All the entries, exactly as they read, must be written out again.

==== Supplied material

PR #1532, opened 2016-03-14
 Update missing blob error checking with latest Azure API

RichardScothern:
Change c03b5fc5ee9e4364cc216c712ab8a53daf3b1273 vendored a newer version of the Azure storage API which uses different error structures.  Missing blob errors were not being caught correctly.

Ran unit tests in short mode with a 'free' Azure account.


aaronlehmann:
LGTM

========

Problem solution »
PR #1532, opened 2016-03-14
 Update missing blob error checking with latest Azure API

RichardScothern:
Change c03b5fc5ee9e4364cc216c712ab8a53daf3b1273 vendored a newer version of the Azure storage API which uses different error structures.  Missing blob errors were not being caught correctly.

Ran unit tests in short mode with a 'free' Azure account.


aaronlehmann:
LGTM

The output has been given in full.